Data shown:
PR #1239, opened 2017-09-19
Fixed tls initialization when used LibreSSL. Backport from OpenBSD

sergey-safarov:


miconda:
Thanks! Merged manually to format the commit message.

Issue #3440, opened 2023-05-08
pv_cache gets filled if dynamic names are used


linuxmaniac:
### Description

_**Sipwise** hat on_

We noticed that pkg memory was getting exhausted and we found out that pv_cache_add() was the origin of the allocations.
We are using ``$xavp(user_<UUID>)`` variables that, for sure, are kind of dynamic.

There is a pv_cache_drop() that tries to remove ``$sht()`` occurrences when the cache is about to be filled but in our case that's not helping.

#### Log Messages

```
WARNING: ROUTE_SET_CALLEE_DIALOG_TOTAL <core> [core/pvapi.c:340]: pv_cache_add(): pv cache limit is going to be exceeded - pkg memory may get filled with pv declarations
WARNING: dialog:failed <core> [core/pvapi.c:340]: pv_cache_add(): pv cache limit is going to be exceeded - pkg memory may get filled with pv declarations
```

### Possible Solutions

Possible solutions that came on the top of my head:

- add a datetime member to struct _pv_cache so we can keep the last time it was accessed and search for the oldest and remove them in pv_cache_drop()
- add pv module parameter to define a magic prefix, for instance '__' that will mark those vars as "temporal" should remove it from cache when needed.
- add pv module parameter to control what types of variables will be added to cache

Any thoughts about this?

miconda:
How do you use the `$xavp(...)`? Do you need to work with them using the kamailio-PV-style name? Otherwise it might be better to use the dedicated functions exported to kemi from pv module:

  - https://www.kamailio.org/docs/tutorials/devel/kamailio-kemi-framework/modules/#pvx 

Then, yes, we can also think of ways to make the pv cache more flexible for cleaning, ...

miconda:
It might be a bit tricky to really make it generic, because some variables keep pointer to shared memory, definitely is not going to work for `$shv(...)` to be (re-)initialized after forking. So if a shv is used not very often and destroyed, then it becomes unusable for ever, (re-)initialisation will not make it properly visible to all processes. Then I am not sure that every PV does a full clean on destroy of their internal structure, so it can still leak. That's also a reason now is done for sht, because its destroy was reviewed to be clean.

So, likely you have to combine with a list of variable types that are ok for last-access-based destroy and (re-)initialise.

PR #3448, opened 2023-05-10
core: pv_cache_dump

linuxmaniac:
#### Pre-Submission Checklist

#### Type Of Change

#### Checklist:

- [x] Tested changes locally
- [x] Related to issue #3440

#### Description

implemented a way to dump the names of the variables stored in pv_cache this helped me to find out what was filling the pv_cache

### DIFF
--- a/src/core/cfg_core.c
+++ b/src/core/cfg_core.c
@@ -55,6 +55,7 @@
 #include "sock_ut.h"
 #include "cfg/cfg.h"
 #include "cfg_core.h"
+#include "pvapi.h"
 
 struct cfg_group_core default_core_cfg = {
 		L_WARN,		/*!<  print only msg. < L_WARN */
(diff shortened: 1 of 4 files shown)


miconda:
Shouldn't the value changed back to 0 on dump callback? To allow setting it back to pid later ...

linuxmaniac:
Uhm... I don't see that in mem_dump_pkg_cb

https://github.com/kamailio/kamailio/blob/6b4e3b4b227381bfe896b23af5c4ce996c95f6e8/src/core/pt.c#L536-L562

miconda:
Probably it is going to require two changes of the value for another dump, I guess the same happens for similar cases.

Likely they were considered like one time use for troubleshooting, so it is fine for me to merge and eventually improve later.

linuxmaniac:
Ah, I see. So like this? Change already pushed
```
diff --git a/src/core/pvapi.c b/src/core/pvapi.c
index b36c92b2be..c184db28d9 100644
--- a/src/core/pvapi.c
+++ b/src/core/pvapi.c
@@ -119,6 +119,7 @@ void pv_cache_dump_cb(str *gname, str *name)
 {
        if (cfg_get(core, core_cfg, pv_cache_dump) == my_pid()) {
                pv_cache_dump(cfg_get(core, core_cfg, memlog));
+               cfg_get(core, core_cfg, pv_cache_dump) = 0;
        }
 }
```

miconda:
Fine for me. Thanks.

* * *

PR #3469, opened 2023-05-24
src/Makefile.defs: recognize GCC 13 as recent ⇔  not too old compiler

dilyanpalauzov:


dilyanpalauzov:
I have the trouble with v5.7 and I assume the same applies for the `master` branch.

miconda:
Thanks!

...

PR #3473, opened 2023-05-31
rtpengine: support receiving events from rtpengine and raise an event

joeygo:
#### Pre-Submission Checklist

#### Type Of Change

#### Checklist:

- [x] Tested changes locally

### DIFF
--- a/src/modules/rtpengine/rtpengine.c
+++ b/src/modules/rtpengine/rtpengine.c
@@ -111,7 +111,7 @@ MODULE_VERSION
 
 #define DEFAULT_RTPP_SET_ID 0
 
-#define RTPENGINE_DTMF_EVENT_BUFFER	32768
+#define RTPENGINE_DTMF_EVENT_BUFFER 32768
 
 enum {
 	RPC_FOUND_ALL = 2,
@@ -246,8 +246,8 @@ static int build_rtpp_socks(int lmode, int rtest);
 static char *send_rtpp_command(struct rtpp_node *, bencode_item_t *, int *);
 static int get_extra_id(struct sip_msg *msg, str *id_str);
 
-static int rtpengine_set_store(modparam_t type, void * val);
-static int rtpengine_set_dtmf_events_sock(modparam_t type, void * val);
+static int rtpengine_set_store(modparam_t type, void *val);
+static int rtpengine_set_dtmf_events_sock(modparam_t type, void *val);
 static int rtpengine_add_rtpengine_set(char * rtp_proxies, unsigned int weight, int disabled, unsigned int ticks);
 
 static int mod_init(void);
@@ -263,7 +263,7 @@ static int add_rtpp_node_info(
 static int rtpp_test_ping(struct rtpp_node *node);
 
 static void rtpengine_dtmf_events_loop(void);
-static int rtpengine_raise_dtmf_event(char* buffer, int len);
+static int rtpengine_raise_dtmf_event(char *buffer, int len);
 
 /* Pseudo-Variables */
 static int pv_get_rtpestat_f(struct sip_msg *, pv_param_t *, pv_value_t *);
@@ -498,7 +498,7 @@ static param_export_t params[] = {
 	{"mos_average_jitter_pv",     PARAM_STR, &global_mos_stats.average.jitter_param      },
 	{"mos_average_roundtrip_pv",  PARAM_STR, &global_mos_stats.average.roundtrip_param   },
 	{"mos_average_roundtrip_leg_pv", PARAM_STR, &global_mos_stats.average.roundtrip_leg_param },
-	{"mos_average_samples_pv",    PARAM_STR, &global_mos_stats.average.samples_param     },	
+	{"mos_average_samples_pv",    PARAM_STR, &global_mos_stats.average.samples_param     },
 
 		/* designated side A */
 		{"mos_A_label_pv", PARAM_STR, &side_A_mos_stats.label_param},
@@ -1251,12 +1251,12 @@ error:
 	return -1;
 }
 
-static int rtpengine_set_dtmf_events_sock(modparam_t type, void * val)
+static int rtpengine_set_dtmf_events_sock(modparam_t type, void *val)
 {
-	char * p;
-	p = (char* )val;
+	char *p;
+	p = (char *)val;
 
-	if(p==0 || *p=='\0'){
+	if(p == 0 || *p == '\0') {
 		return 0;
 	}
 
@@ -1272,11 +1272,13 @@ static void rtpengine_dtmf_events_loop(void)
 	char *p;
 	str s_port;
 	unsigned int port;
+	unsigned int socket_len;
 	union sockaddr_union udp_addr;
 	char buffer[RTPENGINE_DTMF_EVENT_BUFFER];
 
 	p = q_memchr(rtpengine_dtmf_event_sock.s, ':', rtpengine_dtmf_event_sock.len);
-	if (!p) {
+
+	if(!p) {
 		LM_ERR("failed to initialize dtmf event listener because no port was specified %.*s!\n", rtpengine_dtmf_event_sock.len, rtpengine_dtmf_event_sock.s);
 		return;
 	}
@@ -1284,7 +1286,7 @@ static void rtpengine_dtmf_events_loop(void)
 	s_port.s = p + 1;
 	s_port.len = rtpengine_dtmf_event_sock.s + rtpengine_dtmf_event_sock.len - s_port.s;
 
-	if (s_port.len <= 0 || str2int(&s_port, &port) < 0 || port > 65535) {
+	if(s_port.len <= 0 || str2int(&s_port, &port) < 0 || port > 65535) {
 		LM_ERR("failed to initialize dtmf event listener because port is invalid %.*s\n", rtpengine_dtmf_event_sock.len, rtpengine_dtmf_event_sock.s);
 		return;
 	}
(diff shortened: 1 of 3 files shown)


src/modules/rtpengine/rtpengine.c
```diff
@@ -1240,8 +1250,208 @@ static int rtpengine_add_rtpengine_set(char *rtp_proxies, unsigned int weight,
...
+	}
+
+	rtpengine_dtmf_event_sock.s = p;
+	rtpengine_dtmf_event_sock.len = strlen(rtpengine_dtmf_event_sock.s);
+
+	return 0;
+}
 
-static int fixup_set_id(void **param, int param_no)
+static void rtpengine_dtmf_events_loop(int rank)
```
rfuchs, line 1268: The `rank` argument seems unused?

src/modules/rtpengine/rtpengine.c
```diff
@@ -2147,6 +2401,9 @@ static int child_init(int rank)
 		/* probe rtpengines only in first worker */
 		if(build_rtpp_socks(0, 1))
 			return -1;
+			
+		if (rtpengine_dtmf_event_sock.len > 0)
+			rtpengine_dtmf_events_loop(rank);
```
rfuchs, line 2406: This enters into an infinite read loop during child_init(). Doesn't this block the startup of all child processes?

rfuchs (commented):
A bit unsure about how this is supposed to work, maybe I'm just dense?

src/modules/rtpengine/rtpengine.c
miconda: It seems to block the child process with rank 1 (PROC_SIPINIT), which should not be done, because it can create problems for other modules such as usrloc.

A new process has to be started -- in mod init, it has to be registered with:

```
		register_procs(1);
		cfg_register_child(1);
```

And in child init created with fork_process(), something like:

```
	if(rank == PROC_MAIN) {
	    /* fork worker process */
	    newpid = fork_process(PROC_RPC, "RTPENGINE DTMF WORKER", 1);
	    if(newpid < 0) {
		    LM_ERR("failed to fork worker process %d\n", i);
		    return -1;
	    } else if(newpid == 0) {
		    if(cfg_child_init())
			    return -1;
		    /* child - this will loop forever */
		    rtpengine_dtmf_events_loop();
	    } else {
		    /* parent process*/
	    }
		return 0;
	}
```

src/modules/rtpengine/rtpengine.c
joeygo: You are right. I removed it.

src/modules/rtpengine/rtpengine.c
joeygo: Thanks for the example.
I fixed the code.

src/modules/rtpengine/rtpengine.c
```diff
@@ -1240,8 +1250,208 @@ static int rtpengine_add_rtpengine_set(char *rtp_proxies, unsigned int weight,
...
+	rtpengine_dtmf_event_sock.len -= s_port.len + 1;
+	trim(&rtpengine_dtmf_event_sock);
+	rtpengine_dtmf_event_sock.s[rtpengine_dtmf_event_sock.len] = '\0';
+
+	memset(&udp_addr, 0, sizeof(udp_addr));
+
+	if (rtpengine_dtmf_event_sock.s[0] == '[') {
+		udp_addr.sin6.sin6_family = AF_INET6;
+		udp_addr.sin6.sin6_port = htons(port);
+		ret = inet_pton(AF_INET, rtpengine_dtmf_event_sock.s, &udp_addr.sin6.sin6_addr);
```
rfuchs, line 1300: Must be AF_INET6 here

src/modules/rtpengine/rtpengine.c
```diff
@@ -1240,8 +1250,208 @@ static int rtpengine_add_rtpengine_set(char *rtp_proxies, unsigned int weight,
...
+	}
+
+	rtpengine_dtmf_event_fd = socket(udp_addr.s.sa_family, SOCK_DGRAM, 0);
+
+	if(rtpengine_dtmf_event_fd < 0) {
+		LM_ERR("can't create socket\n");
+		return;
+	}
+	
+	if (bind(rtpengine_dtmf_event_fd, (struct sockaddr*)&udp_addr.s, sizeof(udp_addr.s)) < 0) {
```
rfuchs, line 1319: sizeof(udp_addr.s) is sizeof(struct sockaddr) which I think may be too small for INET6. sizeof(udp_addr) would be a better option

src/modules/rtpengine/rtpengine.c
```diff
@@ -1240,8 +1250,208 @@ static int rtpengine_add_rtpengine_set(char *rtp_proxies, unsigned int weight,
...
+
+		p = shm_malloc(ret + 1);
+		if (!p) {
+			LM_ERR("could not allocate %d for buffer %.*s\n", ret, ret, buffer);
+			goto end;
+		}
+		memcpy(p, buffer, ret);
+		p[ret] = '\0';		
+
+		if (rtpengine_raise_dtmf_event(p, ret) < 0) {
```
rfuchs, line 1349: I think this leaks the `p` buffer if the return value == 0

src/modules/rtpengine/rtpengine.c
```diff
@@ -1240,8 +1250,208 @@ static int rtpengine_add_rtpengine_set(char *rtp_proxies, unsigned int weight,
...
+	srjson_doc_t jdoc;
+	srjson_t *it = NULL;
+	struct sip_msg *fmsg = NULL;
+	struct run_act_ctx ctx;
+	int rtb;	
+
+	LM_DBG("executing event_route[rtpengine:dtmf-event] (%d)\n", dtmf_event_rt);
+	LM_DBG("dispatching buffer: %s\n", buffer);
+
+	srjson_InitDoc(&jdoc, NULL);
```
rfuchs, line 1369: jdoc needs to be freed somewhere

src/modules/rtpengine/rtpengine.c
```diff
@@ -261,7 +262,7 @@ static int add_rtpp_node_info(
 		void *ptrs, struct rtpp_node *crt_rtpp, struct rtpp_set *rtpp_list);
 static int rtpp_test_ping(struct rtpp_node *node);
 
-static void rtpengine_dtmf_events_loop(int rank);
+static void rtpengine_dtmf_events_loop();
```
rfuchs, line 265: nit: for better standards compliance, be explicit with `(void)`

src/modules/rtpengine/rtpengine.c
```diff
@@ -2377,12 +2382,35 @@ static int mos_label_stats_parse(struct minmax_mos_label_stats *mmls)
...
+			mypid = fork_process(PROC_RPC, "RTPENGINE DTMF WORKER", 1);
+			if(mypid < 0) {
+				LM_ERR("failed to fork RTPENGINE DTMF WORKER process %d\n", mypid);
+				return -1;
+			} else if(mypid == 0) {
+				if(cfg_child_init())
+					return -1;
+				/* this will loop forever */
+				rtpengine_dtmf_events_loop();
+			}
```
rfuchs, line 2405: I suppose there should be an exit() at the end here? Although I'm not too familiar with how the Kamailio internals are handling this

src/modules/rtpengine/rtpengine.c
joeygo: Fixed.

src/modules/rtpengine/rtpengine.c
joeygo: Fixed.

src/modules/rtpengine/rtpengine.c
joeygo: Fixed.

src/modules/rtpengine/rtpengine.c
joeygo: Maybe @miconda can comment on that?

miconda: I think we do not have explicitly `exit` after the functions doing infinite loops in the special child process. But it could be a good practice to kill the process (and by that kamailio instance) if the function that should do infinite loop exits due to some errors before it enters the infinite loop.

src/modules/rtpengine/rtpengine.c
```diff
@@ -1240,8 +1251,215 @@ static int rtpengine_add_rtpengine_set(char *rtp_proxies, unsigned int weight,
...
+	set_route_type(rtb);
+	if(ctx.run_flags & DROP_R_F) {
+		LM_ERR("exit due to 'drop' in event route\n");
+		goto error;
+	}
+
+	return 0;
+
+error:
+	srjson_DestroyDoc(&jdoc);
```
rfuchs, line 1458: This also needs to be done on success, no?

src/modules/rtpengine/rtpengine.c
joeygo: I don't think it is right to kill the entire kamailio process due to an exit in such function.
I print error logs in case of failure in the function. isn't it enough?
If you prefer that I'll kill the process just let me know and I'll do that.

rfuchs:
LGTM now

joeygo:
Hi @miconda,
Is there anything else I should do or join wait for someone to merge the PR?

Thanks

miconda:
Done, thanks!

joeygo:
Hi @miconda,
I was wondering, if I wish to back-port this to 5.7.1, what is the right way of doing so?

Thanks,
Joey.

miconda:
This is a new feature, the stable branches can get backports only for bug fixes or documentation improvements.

Task description: Beginning at the line with "PR #1239, opened 2017-09-19" and ending at the line with "- add a datetime", reproduce each line of the data above exactly, and add no other lines.

Output for this task:
PR #1239, opened 2017-09-19
Fixed tls initialization when used LibreSSL. Backport from OpenBSD

sergey-safarov:


miconda:
Thanks! Merged manually to format the commit message.

Issue #3440, opened 2023-05-08
pv_cache gets filled if dynamic names are used


linuxmaniac:
### Description

_**Sipwise** hat on_

We noticed that pkg memory was getting exhausted and we found out that pv_cache_add() was the origin of the allocations.
We are using ``$xavp(user_<UUID>)`` variables that, for sure, are kind of dynamic.

There is a pv_cache_drop() that tries to remove ``$sht()`` occurrences when the cache is about to be filled but in our case that's not helping.

#### Log Messages

```
WARNING: ROUTE_SET_CALLEE_DIALOG_TOTAL <core> [core/pvapi.c:340]: pv_cache_add(): pv cache limit is going to be exceeded - pkg memory may get filled with pv declarations
WARNING: dialog:failed <core> [core/pvapi.c:340]: pv_cache_add(): pv cache limit is going to be exceeded - pkg memory may get filled with pv declarations
```

### Possible Solutions

Possible solutions that came on the top of my head:

- add a datetime member to struct _pv_cache so we can keep the last time it was accessed and search for the oldest and remove them in pv_cache_drop()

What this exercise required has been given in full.